Question

A gas has a volume of 1.75 L at -23°C and 150.0 kPa. At what temperature would the gas occupy 1.30 L at 210.0 kPa?

Short answer

The gas would occupy 1.30 L at approximately 260.92 K (or -12.23°C).

Step-by-step solution

- Convert Temperatures to Kelvin

The initial temperature is given in Celsius. Convert it to Kelvin using the formula: \[ T(K) = T(°C) + 273.15 \]Thus, \[ T_1 = -23 + 273.15 = 250.15 \, K \].

- Use the Combined Gas Law

The combined gas law relates pressure, volume, and temperature: \[ \frac{P_1 \cdot V_1}{T_1} = \frac{P_2 \cdot V_2}{T_2} \].We need to solve for the final temperature \( T_2 \).

- Input Known Values

Substitute the known values into the equation. Given \( P_1 = 150.0 \, kPa \), \( V_1 = 1.75 \, L \), \( T_1 = 250.15 \, K \), \( P_2 = 210.0 \, kPa \), and \( V_2 = 1.30 \, L \), we have:\[ \frac{150.0 \, kPa \cdot 1.75 \, L}{250.15 \, K} = \frac{210.0 \, kPa \cdot 1.30 \, L}{T_2} \].

- Isolate and Solve for the Final Temperature

Rearrange the equation to solve for \( T_2 \):\[ T_2 = \frac{210.0 \, kPa \cdot 1.30 \, L \cdot 250.15 \, K}{150.0 \, kPa \cdot 1.75 \, L} \].Perform the calculations:\[ T_2 \approx 260.92 \, K \].

- Convert Temperature Back to Celsius (Optional)

If needed, convert the final temperature back to Celsius:\[ T(°C) = T(K) - 273.15 \].Thus,\[ T_2(°C) \approx 260.92 - 273.15 = -12.23 \, °C \].

Key concepts

Gas Laws

Gas laws are fundamental principles in chemistry that describe the behavior of gases. The three primary gas laws are Boyle's Law, Charles's Law, and Gay-Lussac's Law.
These laws individually relate the pressure, volume, and temperature of a gas.

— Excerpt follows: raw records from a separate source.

PR #213, opened 2016-04-26
core: Disable plugin updaters on amd64

dbnicholson:
We don't even build the packages yet for these, so they're just causing
the ostree build to fail.

https://phabricator.endlessm.com/T11417

### DIFF
--- a/eos-core-depends
+++ b/eos-core-depends
@@ -21,11 +21,11 @@ eos-chrome-plugin-updater-s3
 eos-codecs-manager
 eos-event-recorder-daemon
 eos-exploration-center
-# Flash plugin only for x86 arches
-eos-flashplugin-updater [i386 amd64]
+# Flash plugin only for i386 right now
+eos-flashplugin-updater [i386]
 eos-gates
-# Google Talk plugin only for x86 arches
-eos-google-talkplugin-updater [i386 amd64]
+# Google Talk plugin only for i386 right now
+eos-google-talkplugin-updater [i386]
 eos-language-pack-ar
 eos-language-pack-bn
 eos-language-pack-en


cosimoc:
TBH I'd rather remove those completely for 2.7. They're of no use and we already disable them by default.
@mariospr What do you think? If a developer really needs it, they can still install it from apt.

mariospr:
We don't completely disable those plugins, we simply removed the ability to run automatically as part of [T11240](https://phabricator.endlessm.com/T11240), but we keep them installed around for the convenience of a user who downloads Firefox and might want to use these plugins, so that they can manually run it and they would work.

So, I think I'd rather keep them for i386 for now, and maybe even extend the scripts so that they also work for amd64 systems, which will certainly be more useful for EOS > 2.7, also making them so that they don't do the 7-day check at all, which is not that useful if they're meant to be run manually.

But this would be a separate issue anyway. For now I'd merge this request and file a new ticket to extend it to 64bit and remove the 7-day check, if you agree.

cosimoc:
@mariospr To be honest I doubt that on 2.7 we will have users to which all of these apply:
- are on an OSTree system (non-converted)
- are on a 32 bit system
- use Firefox as their main browser

Situation changes slightly if we add support for 64 bit to the scripts, but IMO it really does not make sense to invest any resource in these scripts at this point. But I may be missing something... Do we know who uses Firefox on an OSTree system at the moment?

mariospr:
I think you're right and I believe that [Roddy agrees with you too](https://phabricator.endlessm.com/T11417#201225), as it's true those scenarios are unlikely to happen for 2.7 unless we add 64bit support, so it's probably better to remove it altogether.

Still, that's a different thing and I still think it made sense to merge this as it is now, thanks for that

PR #215, opened 2016-05-03
Add gnome-software to OS dependencies

joaquimrocha:
I am assuming that *os-dependencies* is the right place to add *gnome-software*. Otherwise just let me know.

### DIFF
--- a/os-depends
+++ b/os-depends
@@ -61,6 +61,7 @@ gnome-initial-setup
 gnome-orca
 gnome-screenshot
 gnome-session
+gnome-software
 gnome-sushi
 gnome-system-monitor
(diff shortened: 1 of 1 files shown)


rshuler:
Yes, that seems to be the right place.  (This is a recent change -- previously, it all was under eos-core-depends.)  FWIW, we did not explicitly include a dependency on eos-app-store, but rather picked it up as an inherent dependency of eos-shell, but I do prefer having it explicitly listed here, too, even if it will eventually become a dependency of eos-shell.  (Though, maybe it will not need to be a hard dependency, depending on how we integrate it with the shell.)

PR #216, opened 2016-05-04
Add xdg-app to base depends

joaquimrocha:
xdg-app is a main component for the 2.7 release so we should have it
added by default in the images.


dbnicholson:
This would add xdg-app to the runtimes, too, which I don't think is needed. Can you put this directly in eos-core-depends since it's really only needed by our core OS?

joaquimrocha:
Thanks Dan. It was not clear to me if that was the right place, thanks for clearing it out.

PR #217, opened 2016-05-04
Add libcurl3 to the platform runtime

joaquimrocha:
libcurl3 will be needed for Spotify when we use it as an xdg-app
and it is common enough to ship it for other apps.


joaquimrocha:
Closed after @cosimoc suggestion that it should not be added to the runtime.

PR #653, opened 2026-04-14
TEL-464: reduce resampling in krisp

hechen-eng:


pkg/sip/server.go
```diff
@@ -120,7 +120,7 @@ type CallIdentifier struct {
 type Handler interface {
 	GetAuthCredentials(ctx context.Context, call *rpc.SIPCall) (AuthInfo, error)
 	DispatchCall(ctx context.Context, info *CallInfo) CallDispatch
-	GetMediaProcessor(features []livekit.SIPFeature, featureFlags map[string]string, callID string) msdk.PCM16Processor
+	GetMediaProcessor(features []livekit.SIPFeature, featureFlags map[string]string, callID string, inputSampleRate int) msdk.PCM16Processor
```
dennwc, line 123: I think we should stop introducing new arguments here and instead gather optional ones in a single `struct`.

In this case, the only required one would be the new  `inputSampleRate`, and everything else would be in a new `MediaProcessorOpts` struct.

hechen-eng: ~aren't all of them required?~ ~or all of them can be optional and we can handle missing parameters. `inputSampleRate` is only required for krisp, so technically it's optional.~

~I don't see much value of putting all parameters in a struct though, there are only four of them..~

I misunderstood the concern earlier. Now it's fixed with `MediaProcessorOpts` 👍

alexlivekit (approved):
Nice.

I might have combined the call id, sample rate, (and possibly others) into something like a call descriptor, but this is not a showstopper.

PR #655, opened 2026-04-16
add sip.verbose_call_logging feature flag

nishadmusthafa:
Move "changing media source/destination" and "call statistics" logs from Info to Debug by default. When the sip.verbose_call_logging project flag is enabled, these logs are emitted at Info level. Also move "BYE for non-existent call" to Debug unconditionally.

### DIFF
--- a/pkg/sip/client.go
+++ b/pkg/sip/client.go
@@ -345,7 +345,7 @@ func (c *Client) onBye(req *sip.Request, tx sip.ServerTransaction) bool {
 	c.cmu.Unlock()
 	if call == nil {
 		if tag != "" {
-			c.log.Infow("BYE for non-existent call", "sipTag", tag)
+			c.log.Debugw("BYE for non-existent call", "sipTag", tag)
 		}
 		_ = tx.Respond(sip.NewResponseFromRequest(req, sip.StatusCallTransactionDoesNotExists, "Call does not exist", nil))
 		return false
--- a/pkg/sip/media.go
+++ b/pkg/sip/media.go
@@ -113,17 +113,22 @@ func (s *Stats) Load() StatsSnapshot {
 	}
 }
 
-func (s *Stats) Log(log logger.Logger, callStart time.Time) {
+func (s *Stats) Log(log logger.Logger, callStart time.Time, verbose bool) {
 	const expectedSampleRate = RoomSampleRate
 	st := s.Load()
-	log.Infow("call statistics",
+	args := []any{
 		"stats", st,
 		"durMin", int(time.Since(callStart).Minutes()),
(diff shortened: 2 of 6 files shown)


hechen-eng:
it'll hurt debuggability without call statistics, especially for audio quality related issues. Shall we at least log at the info at the end of the call?

nishadmusthafa:
The log lines that I converted to debug with the feature flag, how often do we use that for debugging ?

hechen-eng:
> The log lines that I converted to debug with the feature flag, how often do we use that for debugging ?

Depends on how often we see audio quality issues. Also, there are media latency metrics in it. We still haven't enabled jitter buffer and call statistics will be needed when we do that

pkg/sip/client.go
```diff
@@ -345,7 +345,7 @@ func (c *Client) onBye(req *sip.Request, tx sip.ServerTransaction) bool {
 	c.cmu.Unlock()
 	if call == nil {
 		if tag != "" {
-			c.log.Infow("BYE for non-existent call", "sipTag", tag)
```
alexlivekit, line 348: This was already removed, we're double logging as it is.

pkg/sip/media.go
```diff
@@ -113,17 +113,22 @@ func (s *Stats) Load() StatsSnapshot {
...
+	args := []any{
 		"stats", st,
 		"durMin", int(time.Since(callStart).Minutes()),
 		"sip_rx_ppm", ratePPM(st.Port.AudioRX, expectedSampleRate),
 		"sip_tx_ppm", ratePPM(st.Port.AudioTX, expectedSampleRate),
 		"lk_publish_ppm", ratePPM(st.Room.PublishTX, expectedSampleRate),
 		"expected_pcm_hz", expectedSampleRate,
-	)
+	}
+	if verbose {
```
alexlivekit, line 127:
```suggestion
	if verbose || st.Closed {
```
Please keep the one-per call, on termination print. This is invaluable.

For the rest, I'm with He. It will be next-to-impossible to find stuck calls after this change. I actually rely on this one periodic print quite a lot. How do you find stuck calls today?

pkg/sip/media_port.go
```diff
@@ -249,6 +250,14 @@ func (c *udpConn) Read(b []byte) (n int, err error) {
 	return n, err
 }
 
+func (c *udpConn) logMediaChange(msg string, args ...any) {
```
alexlivekit, line 253: Not sure how to feel about this either. We should fix the underlying cause imo, and then suppress this.

nishadmusthafa:
@alexlivekit @hechen-eng Agreed on the alternative approach with 
1. reducing spam calls causing large number of logs
2. eventually use cloud-observability to reduce some of the logs
3. aggregating logs in multiple places under one log so we can still debug. Closing this one out.

PR #662, opened 2026-04-23
TEL-535: bad SDP should result in 400 error

hechen-eng:


pkg/sip/inbound.go
```diff
@@ -991,6 +997,11 @@ func (c *inboundCall) runMediaConn(tid traceid.ID, offerData []byte, enc livekit
 		return nil, err
 	}
 
+	offer, err := sdp.ParseOffer(offerData)
+	if err != nil {
+		return nil, SDPOfferParseError{Err: err}
```
alexlivekit, line 1002: NIT: Use the existing `SDPError`.

alexlivekit (approved):
Other than not needing to create a new error class, looks good!

pkg/sip/inbound.go
hechen-eng: we currently treat `SDPError` as internal error...

alexlivekit: Hmm. In what use case would a 5xx be accurate when receiving an SDPError?

alexlivekit: Yeah, today we get SDPError only if:
1. There's no audio
2. There are no matching crypto settings (either to local config or to None/Allow/Require per-call configuration)
3. Parsing issue
IMO all these are 4xx rather than 5xx. We should be able to safely reuse this.

PR #664, opened 2026-04-23
TEL-535: Clasisfying sdp errors as 4xx rather than 5xx

alexlivekit:


pkg/sip/client.go
```diff
@@ -344,10 +344,6 @@ func (c *Client) onBye(req *sip.Request, tx sip.ServerTransaction) bool {
 	call := c.activeCalls[tag]
 	c.cmu.Unlock()
 	if call == nil {
-		if tag != "" {
-			c.log.Infow("BYE for non-existent call", "sipTag", tag)
-		}
-		_ = tx.Respond(sip.NewResponseFromRequest(req, sip.StatusCallTransactionDoesNotExists, "Call does not exist", nil))
 		return false
```
alexlivekit, line 351: Unrelated: When we `return false` here, [the caller](https://github.com/livekit/sip/blob/e5fedb46a2511e74383db3ae6cc1b00ac927722b/pkg/sip/inbound.go#L535-L541) also does this exact flow.

hechen-eng: The client also receives BYE. Shouldn't we respond `StatusCallTransactionDoesNotExists` if the call doesn't exist 🤔

hechen-eng (approved):

pkg/sip/client.go
alexlivekit: Both do respond with `StatusCallTransactionDoesNotExists` today. Not sure I follow

PR #667, opened 2026-04-28
TEL-455: instrument call termination

hechen-eng:
We don't have a clear way to measure SIP call reliability today. There is no call completion rate metric. This change classifies every termination at the source — the close site is where someone has the context to decide whether a failure is our fault, the customer's fault, or a successful completion. After this change, the SLI is a single metric query with a stable label, and adding a new termination path forces a classification decision via the constructor functions (Success / ServerError / ClientError) rather than a free-form string.

Changes
- New type `stats.Termination{Result, Reason}` with `Success/ServerError/ClientError` constructors. Every termination must pick one.
- `livekit_sip_calls_terminated` counter gains a `result` label (`success | server_error | client_error`) alongside existing `dir/to/reason`.
- Pre-INVITE rejections (`auth-error, flood, no-rule, quota-exceeded, no-trunk, unauthorized`) now also write to `calls_terminated` via `InviteErrorShort`, so the SLI denominator is a single metric. Legacy `invite_error` counter retained for back-compatability.
- `inboundCall.close` / `outboundCall.close` signatures take `Termination` instead of a bare `reason` string. `error bool` dropped from inbound, where `Result == ServerError` covers it.

### DIFF
--- a/pkg/sip/client.go
+++ b/pkg/sip/client.go
@@ -349,7 +349,7 @@ func (c *Client) onBye(req *sip.Request, tx sip.ServerTransaction) bool {
 	call.log.Infow("BYE from remote")
 	go func(call *outboundCall) {
 		call.cc.AcceptBye(req, tx)
-		call.CloseWithReason(ctx, CallHangup, "bye", livekit.DisconnectReason_CLIENT_INITIATED)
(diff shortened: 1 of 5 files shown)


alexlivekit (approved):
nice!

• Boyle's Law states that the pressure of a gas is inversely proportional to its volume when the temperature is constant: \( P_1 V_1 = P_2 V_2 \).
• Charles's Law states that the volume of a gas is directly proportional to its temperature (in Kelvin) at constant pressure: \( \frac{V_1}{T_1} = \frac{V_2}{T_2} \).
• Gay-Lussac's Law states that the pressure of a gas is directly proportional to its temperature (in Kelvin) at constant volume: \( \frac{P_1}{T_1} = \frac{P_2}{T_2} \).

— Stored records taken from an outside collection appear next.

PR #668, opened 2026-04-28
TEL-455: instrument inbound call termination due to shutdown

hechen-eng:


alexlivekit (commented):
wouldn't this cause all active calls to be immediately dropped whenever a pod wants to go down?

hechen-eng:
> wouldn't this cause all active calls to be immediately dropped whenever a pod wants to go down?

when a pod wants to go down, it'll go through draining process, i.e. wait for all active calls to finish. If the pod is killed, e.g. `syscall.SIGINT`, it'll shutdown. This is the same behavior as is today. This PR merely tracks the impacted calls when a pod is killed 👍

alexlivekit:
> when a pod wants to go down, it'll go through draining process, i.e. wait for all active calls to finish. If the pod is killed, e.g. syscall.SIGINT, it'll shutdown.

How exactly does it start draining? 
IIRC, a pod would receive ~~SIGINT~~ SIGTERM to enter the terminating state. That, in our system (and in k8s in general) is considered "draining". From there on out it has ~3 hours (our configured grace period) to wait for calls to terminate. If after this time the pod is still up, it'll get killed by `SIGKILL`, which simply force-kills it.
Sounds like I'm missing something here?

> This is the same behavior as is today.

So I am confused. Today, this piece of code calls `sipInbound.Close()`, which does `sipInbound.cancel()`.
There are two places that listen to this context terminnating:
- `TransferCall()` for inbound calls, I'm guessing this wasn't your primary target.
- `inboundCall.handleInvite()`, but this is only for calls that are being established.
So the code today,  AFAICT, does not really affect calls that are already running.

The PR is calling `sipInbound.close()`, which will begin teardown immediately. So if I have this right, not quite the same thing.

hechen-eng:
> How exactly does it start draining?

either controlled by "restart_after" configuration or `SIGTERM` or `SIGQUIT`.

> The PR is calling sipInbound.close(), which will begin teardown immediately. So if I have this right, not quite the same thing.

With `Close()` -> `cancel()`, it will closeWithHangup. With `Shutdown()`, it'll `close(..., "shutdown")`. So both will impact calls that are already running?

alexlivekit:
> IIRC, a pod would receive ~~SIGINT~~ SIGTERM to enter the terminating state. ...

True, but after the edit irrelevant. This code only runs after the system has drained following a SIGTERM, which would normally only be issued locally and in our system means a hard-stop.

So, all good I think.

alexlivekit (approved):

The combined gas law combines these three laws into one equation that allows calculations involving changes in pressure, volume, and temperature.
It is expressed as: \( \frac{P_1 V_1}{T_1} = \frac{P_2 V_2}{T_2} \).By understanding and using these laws, we can predict and explain how gases will respond to changes in their environment.

Temperature Conversion

Temperature conversion is crucial to correctly use the gas laws, as they require temperatures in Kelvin.
The Kelvin scale is an absolute temperature scale, starting at absolute zero, meaning there are no negative Kelvin temperatures.
To convert from Celsius to Kelvin, use the formula:
\( T(K) = T(°C) + 273.15 \).
For example, in the exercise given, we converted -23°C to Kelvin:
\( T_1 = -23 + 273.15 = 250.15 \, K \).Converting back to Celsius, if needed, can be done using the reverse formula:
\( T(°C) = T(K) - 273.15 \). When working on gas law problems, always make sure your temperatures are in Kelvin before starting the calculations.
It helps avoid errors and ensures the formulas work correctly.

Pressure and Volume

Pressure and volume are key parameters when studying gases.

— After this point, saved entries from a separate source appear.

PR #670, opened 2026-04-29
TEL-553: fix noisy srtp error log

hechen-eng:
When a SIP call ends, MediaPort.Close() closes the underlying UDP conn, and the read goroutine wakes up with net.ErrClosed ("use of closed network connection"), which is a perfectly normal teardown, but logged as ERROR.

### DIFF
--- a/pkg/sip/srtp_conn.go
+++ b/pkg/sip/srtp_conn.go
@@ -1,0 +1,47 @@
+// Copyright 2026 LiveKit, Inc.
+//
+// Licensed under the Apache License, Version 2.0 (the "License");
+// you may not use this file except in compliance with the License.
+// You may obtain a copy of the License at
+//
+// 	http://www.apache.org/licenses/LICENSE-2.0
+//
+// Unless required by applicable law or agreed to in writing, software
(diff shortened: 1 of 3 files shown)


pkg/sip/srtp_conn.go
```diff
@@ -0,0 +1,47 @@
...
+import (
+	"errors"
+	"io"
+	"net"
+	"sync/atomic"
+)
+
+// srtpConn wraps the UDP conn passed to a pion SRTP session and translates
+// net.ErrClosed from Read into io.EOF after Close has been called. pion/srtp's
+// read goroutine logs every non-EOF read error at ERROR level (see pion/srtp/v3
```
dennwc, line 26: Maybe we could fix upstream instead? Or could keep it as-is for now.

dennwc (approved):

pkg/sip/srtp_conn.go
hechen-eng: not sure about fixing it upstream since `net.ErrClosed` could an error path. It's just that it's a valid case in our system

PR #672, opened 2026-05-04
Allow specifying codecs for the SDP.

dennwc:
Allow specifying codec list for the SDP. All codecs supported by our media SDK can be enabled, even if they are not enabled by default.

Disabling codecs works by setting `OnlyListedCodecs` in the `SIPMediaConfig` and specifying the exact codec set. It will override any enable/disable flags we set. 

For now there are no new supported codecs. The first planned additions are OPUS and AMR-WB which will follow shortly in separate PRs.

Requires https://github.com/livekit/protocol/pull/1530


hechen-eng (approved):
Alt Text

PR #674, opened 2026-05-05
Tagging outbound logs with sipCallID

alexlivekit:


pkg/sip/outbound.go
```diff
@@ -108,6 +108,12 @@ func (c *Client) newCall(ctx context.Context, tid traceid.ID, conf *config.Confi
 	if sipConf.host == "" {
 		sipConf.host = contact.GetHost()
 	}
+	fromURI := URI{
+		User:      sipConf.from,
+		Host:      sipConf.host,
+		Addr:      contact.Addr,
+		Transport: tr,
+	}
```
alexlivekit, line 116: Moved, as-is, from function call

pkg/sip/outbound.go
```diff
@@ -175,6 +166,17 @@ func (c *Client) newCall(ctx context.Context, tid traceid.ID, conf *config.Confi
...
+func (c *outboundCall) setAttrsToHeaders(headers map[string]string) map[string]string {
+	if len(c.sipConf.attrsToHeaders) == 0 {
+		return headers
+	}
+	r := c.lkRoom.Room()
+	if r == nil {
+		return headers
+	}
+	return AttrsToHeaders(r.LocalParticipant.Attributes(), c.sipConf.attrsToHeaders, headers)
+}
```
alexlivekit, line 178: Moved, as-is, from function call

pkg/sip/outbound.go
```diff
@@ -779,6 +781,7 @@ func (c *Client) newOutbound(log logger.Logger, id LocalTag, from, contact URI,
 		log:        log,
 		c:          c,
 		id:         id,
+		callID:     guid.HashedID(string(id)),
```
alexlivekit, line 784: Note: We previously did
```go
c.callID = guid.HashedID(fmt.Sprintf("%s-%s", string(c.id), toHeader.Address.String()))
```
However, given `c.id` which is our local tag is already basically guaranteed to be unique per call attempt, I've found that to be a bit of an overkill.

pkg/sip/outbound.go
```diff
@@ -121,23 +127,8 @@ func (c *Client) newCall(ctx context.Context, tid traceid.ID, conf *config.Confi
...
-			return headers
-		}
-		r := c.lkRoom.Room()
-		if r == nil {
-			return headers
-		}
-		return AttrsToHeaders(r.LocalParticipant.Attributes(), c.sipConf.attrsToHeaders, headers)
-	})
+	call.cc = c.newOutbound(log, id, fromURI, contact, sipConf.displayName, call.setAttrsToHeaders)
+	call.log = call.log.WithValues("jitterBuf", call.jitterBuf, "sipCallID", call.cc.callID)
```
hechen-eng, line 131: thanks for doing this!

hechen-eng (approved):

PR #675, opened 2026-05-05
TEL-562: make media timeout detection more deterministic

hechen-eng:


pkg/sip/media_port.go
```diff
@@ -366,7 +372,7 @@ func NewMediaPortWith(tid traceid.ID, log logger.Logger, mon *stats.CallMonitor,
 	}
 	p.timeoutInitial.Store(&opts.MediaTimeoutInitial)
 	p.timeoutGeneral.Store(&opts.MediaTimeout)
-	go p.timeoutLoop(tid, func() {
```
dennwc, line 369: Please keep the `tid`. It helps find stuck media loops for specific calls.

pkg/sip/media_port.go
```diff
@@ -315,6 +316,9 @@ type MediaOptions struct {
 	NoInputResample     bool
 	IgnorePreanswerData bool
 	LogSignalChanges    bool
+
+	// timeoutCheckInterval overrides the timeout polling interval.
+	timeoutCheckInterval time.Duration
```
dennwc: Any reason to make it unexported?

pkg/sip/media_port.go
```diff
@@ -458,101 +460,79 @@ func (p *MediaPort) SetTimeout(initial, general time.Duration) {
...
+					}
 				}
 			}
 
-			// Ticker is allowed to fire earlier than the full timeout interval. Skip if it's not a full timeout yet.
-			if since+timeout/10 < timeout {
-				if verbose {
-					log.Infow("too early to trigger", "since", since, "timeout", timeout)
+			if verbose {
+				fields := []any{
```
dennwc:
```
log := log.With(...)
```
It will define the `log` in the `if` scope, so you can use it on all the cases below.

pkg/sip/media_port.go
```diff
@@ -458,101 +460,79 @@ func (p *MediaPort) SetTimeout(initial, general time.Duration) {
...
 				verbose = true
 				lastLog = now
-				log = log.WithValues(
-					"startPackets", startPackets,
-					"packets", curPackets,
-					"lastPackets", lastPackets,
-					"sinceLast", time.Since(lastTime),
-					"sinceStart", time.Since(startTime),
-				)
-				if curPackets == startPackets {
```
dennwc, line 501: Better keep this one, it helped find quite a few random deadlocks on the media path.

pkg/sip/media_port.go
hechen-eng: I don't see `tid` is actually used in the old code. Do we still need it 🤔

pkg/sip/media_port.go
hechen-eng: changed to exported to be consistent with the rest of the code 👍

pkg/sip/media_port.go
hechen-eng: done 👍

pkg/sip/media_port.go
hechen-eng: we now check whether it's `isInitial` using `lastPacketTime.Before(startTime)`, which should be sufficient? logs are also preserved from line 520 to 525

hechen-eng:
made the change to reset the timer by comparing with lastPacketTime 👍

alexlivekit (approved):
nice!

PR #677, opened 2026-05-06
Consolidating track-related logs

alexlivekit:


alexlivekit (commented):
- Added subscribedAt attribute to per-track logging.
- Added closedAt attribute for the "track closed" message.
- Dropped "mixing track". We can now get this info from "track closed". Forthermore, we already have the library-emitted "track subscribed", which we should ideally drop as well.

• Pressure is the force exerted by the gas particles per unit area on the walls of its container. It is generally measured in units like kPa (kilopascals), atm (atmospheres), or mmHg (millimeters of mercury).
• Volume is the amount of space that a gas occupies, usually measured in liters (L) or cubic meters (m³).

According to Boyle's Law, for a fixed amount of gas kept at a constant temperature, the volume of the gas is inversely proportional to its pressure:
\( P_1 V_1 = P_2 V_2 \). This relation tells us that increasing the pressure will reduce the volume and vice versa, assuming the temperature is constant.
The combined gas law we used in the example exercise includes both pressure (P) and volume (V) and allows us to solve for changes in one when the other quantities are known.